A new paperback or hardcover in direct market stores this Wednesday means it’ll probably hit the book trade next Tuesday. Basically, publishers ship to all channels at once, and the comic market, being comic-focused, treats it like gold.
“Typically books are able to get through Diamond’s warehouse to comics retailers a little sooner that they are able to reach our bookmarket partners,” says Matt Parkinson at Dark Horse. “But there is no ‘special treatment.’ It has more to do with processing and travel times.”
Errors do occur, and publishers are typically as surprised as anyone when a product hits stores a week late—or even a week early. Uniform street dates are possible, but rarely used.
“We do street dates for books occasionally, when there is a media event involved, or we feel the demand skews heavily toward the book market,” says Dirk Wood of IDW Publishing. “But those seem to be pretty few and far between.”
Sure enough, even after asking around the office, the most recent IDW example Wood could come up with was a Skylanders graphic novel from Fall 2014.
But a few players are now bringing some unusual to business-as-usual with wide windows of opportunity for the direct market.
Brain Haberlin has just done it. His massive Anomaly: The Rubicon hardcover graphic novel hit comic stores on Sep. 13. It won’t hit the book trade until Nov. 15.
“You see returns from regular bookstores. It’s a returnable market,” he says. “But then there are these guys in comic stores who don’t get returnability, who really have to take the risk. So I’m trying to support the guys who take the genuine risk.”
Haberlin hopes the two-month plus window gives comic stores a leg up. And he doesn’t believe it will harm his book market sales.
“It’s something we thought about, but they seem like two very different markets these days,” he says. “I don’t know if it has an effect.”
The wide window isn’t all Anomaly has going for it. Haberlin also has a pull quote from—surprise, surprise!—legendary TV writer/producer Norman Lear, who says, “It was worth every split second of the 95 years, some months, weeks and days it took me to find Skip Brittenham and Brian Haberlin’s latest graphic novel Anomaly: The Rubicon. Pick it up at the risk of becoming addicted.”

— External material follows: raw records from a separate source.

PR #1736, opened 2024-11-12
Add `no_op_attribute` macro to `cairo-lang-macro-attributes`

DelevoXDG:
### Stack
- #1736 
- #1737 
- #1738

PR #1737, opened 2024-11-12
Prepare `cairo-lang-macro-attributes` release `0.1.1`

DelevoXDG:
### Stack
- #1736 
- #1737 
- #1738

### DIFF
--- a/plugins/cairo-lang-macro/Cargo.toml
+++ b/plugins/cairo-lang-macro/Cargo.toml
@@ -1,6 +1,6 @@
 [package]
 name = "cairo-lang-macro"
-version = "0.1.0"
+version = "0.1.1"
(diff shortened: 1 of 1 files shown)


maciektr (changes requested):
We do not need this change. `"0.1"` accepts all versions `>=0.1.0, <0.2.0`, so releasing `cairo-lang-macro-attributes` is enough. See https://doc.rust-lang.org/cargo/reference/specifying-dependencies.html

DelevoXDG:
> We do not need this change. "0.1" accepts all versions >=0.1.0, <0.2.0, so releasing cairo-lang-macro-attributes is enough.

Sure, just thought it'd be better to be explicit, but I suppose it's really unnecessary here.

PR #2572, opened 2025-08-26
Make cfg plugin run first

piotmag769:


scarb/src/compiler/plugin/collection.rs
```diff
@@ -182,9 +173,14 @@ impl PluginSuiteAssembler {
...
-        let mut suite = self.proc_macro;
-        suite.add(self.base);
-        suite.add(self.builtin);
+        let mut suite = PluginSuite::default();
+        suite
+            // Config plugin must be first, as it removes items from the AST,
+            // and other plugins may add items prior to the removal of the original.
+            .add_plugin::<ConfigPlugin>()
+            .add(self.proc_macro)
+            .add(get_default_plugin_suite())
```
maciektr, line 184: This will add ConfigPlugin twice, right?

piotmag769: It will

maciektr (approved):

Issue #2262, opened 2025-05-20
Documenting macro declarations


maciektr:
Review whether any changes needs to be made after introduction of `ModuleItemId::MacroDeclaration`

maciektr:
Make sure to remove all todos
https://github.com/software-mansion/scarb/blob/08e7a606be623be32a40abea28dcecad5921e11a/extensions/scarb-doc/src/types/module_type.rs#L255-L255

PR #2574, opened 2025-08-26
feat: document macro declarations

FroyaTheHen:
documenting results of expanding macro calls is work in progress

closes https://github.com/software-mansion/scarb/issues/2262


extensions/scarb-doc/src/types/groups.rs
```diff
@@ -20,6 +20,7 @@ pub struct Group<'db> {
     pub impls: Vec<Impl<'db>>,
     pub extern_types: Vec<ExternType<'db>>,
     pub extern_functions: Vec<ExternFunction<'db>>,
+    pub macro_declarations: Vec<MacroDeclaration<'db>>,
```
FroyaTheHen, line 23: macro declaration cannot have a group attribute but the field is added for the sake of macro rule [`define_insert_function`](https://github.com/software-mansion/scarb/blob/036db00740c43fe376a157f4c99a9ab4936ded52/extensions/scarb-doc/src/types/module_type.rs#L171C14-L171C36) - I'm not sure about this so let me know if you think it's a bad idea. 
Another thing would be that it keeps the option open for adding the group attribute support for macro definitions (not sure what are the perspectives here).

maciektr: TBH I don't have strong opinion, but seems okay to me

maciektr (approved):
Looks great!
👏👏👏

PR #2563, opened 2025-08-21
Test `scarb update` in audit and regular context

DelevoXDG:
Adds test for `scarb update`:
- in regular context (no such test was present for registry deps)
- in audits context

## Stack

- #2560
- #2561
- #2617
- #2563
- #2562 
- #2566
- #2575
- #2576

Haberlin also thinks the direct market needs a leg up on a product like this. He feels the book market is well-suited to stand-alone, “static product.”
“The regular comic store market is a TV market, it’s sequential,” he says. “I will do more sequential comics, too. It’s where I’m from. But if I can help out comic retailers on this, where I’m also part of the publishing team, I’m happy to do it.”
Filip Sablik is doing it too. The publisher at BOOM! Studios recently announced that the first collection of Mech Cadet Yu will get a massive four-month window of opportunity in the direct market. It will be available at comic stores in January, 2018, and in the book market in May.
Yu was originally planned as a 4-issue series, but direct market heat led to an extension, and an opportunity.
“We thought, ‘This thing has some legs. Let’s extend it.’ So we looked at the strategy for it,” Sablik says. “On the book market timeline, you’re offering up product 6-8 months before it’s in stores to allow the reps to call up the buyers and place the product in the channel in the proper way. That’s the way they’re used to ordering. So May [2018] was the earliest we could get it in that channel.”
That was nowhere near sufficient for a product burgeoning in comic stores.
“So we thought, well, why do we have to release it at the same time?” Sablik says. “Why can’t we give something back to the direct market, which has been supporting the single issues so far? We’ll give them a head start on it. It’s a little bit of an experiment, but it seemed like the right project to do it on, given the support we had seen from the direct market.”
Sablik and crew went through their game theory as well.
“We definitely take into consideration if we think the book market will be affected,” he says. “But our KaBOOM! and BOOM Box imprints get most of the engagement from the book market. If we did this with the next volume of Lumberjanes, yes, Barnes & Noble would probably be pretty upset with us.”
Sablik says his giveback to the book trade will be an “enhanced” collection in May that will sport different cover art and additional backup material—and that collection will be available to the direct market as well.
And Sablik can see a possible future when staggered release dates are the new business as usual.
“When that first collection ships in January, we’ll also have #5 on stands. Hopefully the combo is something that comic shops can capitalize on. And if we can galvanize the retailers and get them behind this, that word of mouth is the biggest difference-maker of all,” he says. “We view this as a ‘proof of concept’ for the direct market.”